Agriculture In Mauritania

Located in the Sahelian and Saharan zones, Mauritania has one of the poorest agricultural bases in West Africa. Most important to the rural economy has been the livestock subsector. Between 1975 and 1980, herding engaged up to 70 percent of the population, and sedentary farmers constituted about 20 percent of the population. The vast majority of the population lived in the southern one-third of the country, where rainfall levels were high enough to sustain cattle herding. Farming was restricted to the narrow band along the Senegal River where rainfall of up to 600 millimeters per year and annual river flooding sustained crop production as well as large cattle herds.

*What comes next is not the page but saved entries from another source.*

Issue #3361, opened 2024-02-12
A default valueFrom not accepted on AnalysisTemplate


rolandkool:
Checklist:

* [x] I've included steps to reproduce the bug.
* [x] I've included the version of argo rollouts.

**Describe the bug**

An `AnalysisTemplate` with a parameter that has a default value using `valueFrom` does not work. The `Rollout` will fail with a message that the parameter needs to be supplied.

**To Reproduce**

The `AnalysisTemplate` contains a parameter like this:

```
spec:
  args:
  - name: namespace
    valueFrom:
      fieldRef:
        fieldPath: metadata.namespace
```

However, when the analysis is called without providing the `namespace` parameter, the rollout fails. If the `namespace` parameter is provided without a value, the value used by the analysis is empty.

According to the docs, this seems to be possible if it were a secret reference:
https://argo-rollouts.readthedocs.io/en/stable/features/analysis/#analysis-template-arguments

**Expected behavior**

It is expected that the `AnalysisTemplate` can be called without specifying the `namespace` parameter.

**Version**

v1.6.5

**Logs**

```
Degraded - RolloutAborted: Rollout aborted update to revision 2: Unable to resolve metric arguments: argument "namespace" was not supplied
```

---

**Message from the maintainers**:

Impacted by this bug? Give it a 👍. We prioritize the issues with the most 👍.

todaywasawesome:
@kostis-codefresh can you take a look?

newtondev:
I have added a potential way of solving this with the ability to extend for any future fields that might want to be referenced. Any suggestions for change is also welcome. Thanks

PR #3436, opened 2024-03-10
fix: allow namespace default using valueFrom as arg for AnalysisTempl…

newtondev:
…ate (#3361)

Checklist:

### DIFF
--- a/analysis/analysis.go
+++ b/analysis/analysis.go
@@ -56,7 +56,7 @@ func (c *Controller) reconcileAnalysisRun(origRun *v1alpha1.AnalysisRun) *v1alph
 		run.Status.MetricResults = make([]v1alpha1.MetricResult, 0)
 	}
 
-	resolvedMetrics, err := getResolvedMetricsWithoutSecrets(run.Spec.Metrics, run.Spec.Args)
+	resolvedMetrics, err := getResolvedMetricsWithoutSecrets(run)
 	if err != nil {
 		message := fmt.Sprintf("Unable to resolve metric arguments: %v", err)
 		logger.Warn(message)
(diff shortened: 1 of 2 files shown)


analysis/analysis.go
```diff
@@ -260,6 +267,21 @@ func parseMetricInterval(logCtx log.Entry, metricDurationString v1alpha1.Duratio
 	return metricInterval, nil
 }
 
+// resolveArgsFromValueFromFieldRef resolves args when using ValueFrom.FieldRef.FieldPath
+// returns argument with default value from lookup
+func resolveArgsFromValueFromFieldRef(arg v1alpha1.Argument, namespace string) v1alpha1.Argument {
+	if arg.ValueFrom.FieldRef != nil && arg.ValueFrom.FieldRef.FieldPath != "" {
+		switch arg.ValueFrom.FieldRef.FieldPath {
+		case "metadata.namespace":
```
zachaller, line 275: Does this mean that we will only support metadata.namespace for fieldPath lookups?

zachaller, line 275: If I am following this correctly does this mean that only metadata.namespace works?

zachaller: Wondering why this does not seem be called form this path: https://github.com/argoproj/argo-rollouts/blob/c6ba82cca216c7c9713c7cd69dae1ebe25ba33a8/utils/analysis/factory.go#L34

zachaller:
How are you creating the AnalysisRun, is the argo rollouts controller creating it or are you creating it say via kubectl or something similar outside of rollouts controller?

newtondev:
So it seems like the problem here is mainly that when wanting to not have to pass in the namespace from the Rollout to the AnalysisTemplate. If the arg is not specified but is referenced in the AnalysisTemplate like namespace, it should default to the namespace from the Rolllout to be used in metrics provider like Prometheus.

Thanks @zachaller , I will take a deeper look into the ExtractFieldPathAsString to see if there is a good way to handle this kind of default.

PR #3467, opened 2024-03-23
fix(controller): prevent negative vsvc weights on a replica scaledown following a canary abort for istio trafficrouting

shubhajyoti-bagchi-groww:
fixes: https://github.com/argoproj/argo-rollouts/issues/3470

Checklist:


shubhajyoti-bagchi-groww:
Hi @OpenGuidou, thanks for the response

Right, this happens in cases whenever stable.AvailableReplicas > rollout.spec.Replicas

HPA is one way where stable.AvailableReplicas > rollout.spec.Replicas without any manual intervention
However, in the issue in which we faced, we had a need to reduce the number of replicas of the rollout which was in aborted state and came across the issue.

The e2e test here focuses on breaking the existing flow using one of the scenarios, without this fix. It kind of reproduces exactly what we faced.

OpenGuidou (approved):
LGTM, thanks !

Eslam-mohammed-anwar:
we have a similar issue https://github.com/argoproj/argo-rollouts/issues/3470

zachaller (approved):

Eslam-mohammed-anwar:
@zachaller when should it be released ?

In the dry northern two-thirds of the country, herding was limited to widely scattered pastoral groups that raised camels, sheep, and goats, and farming was restricted to date palms and minuscule plots around oases.

A major reason for Mauritania's economic stagnation since the mid-1970s has been the decline of its rural sector. Government planners neglected both herding and farming until the 1980s, concentrating instead on development in the modern sector. The rural sector was severely affected by droughts from 1968 through 1973 and from 1983 through 1985, and it has suffered from sporadic dry spells in other years. In the 1960s, livestock and crop production together provided 35 to 45 percent of GDP (at constant 1982 prices). From 1970 to 1986, their contribution to GDP (at constant 1982 prices) averaged 28 percent, with herding accounting for about 20 percent of this figure and with crop production falling to as low as 3 to 5 percent in the worst drought years. Millet and sorghum production reached 10,000 and 75,000 tons, respectively, in 1999. Other crop production in 1999 included paddy rice, 102,000 tons; and corn, 8,000 tons. Date production was 22,000 tons in 1999.

The Mauritanian government is facilitating agricultural development of the Senegal River valley. The OMVS began in 1981 to build a dam at Manantali, in Mali, for purposes of river transport, irrigation, and hydroelectric power. Mauritania initiated an irrigation and development scheme in 1975 for the Gorgol River valley where the dam would increase arable land by over 3,600 ha (9,000 acres). This project was to be followed by other dams that together would add 30,000 ha (74,100 acres) for food production. Another OMVS project, begun in 1981, was designed to prevent salt water from entering the fertile Senegal River delta. Between 1989 and 1991, the Mauritanian government sought to rationalize agricultural production.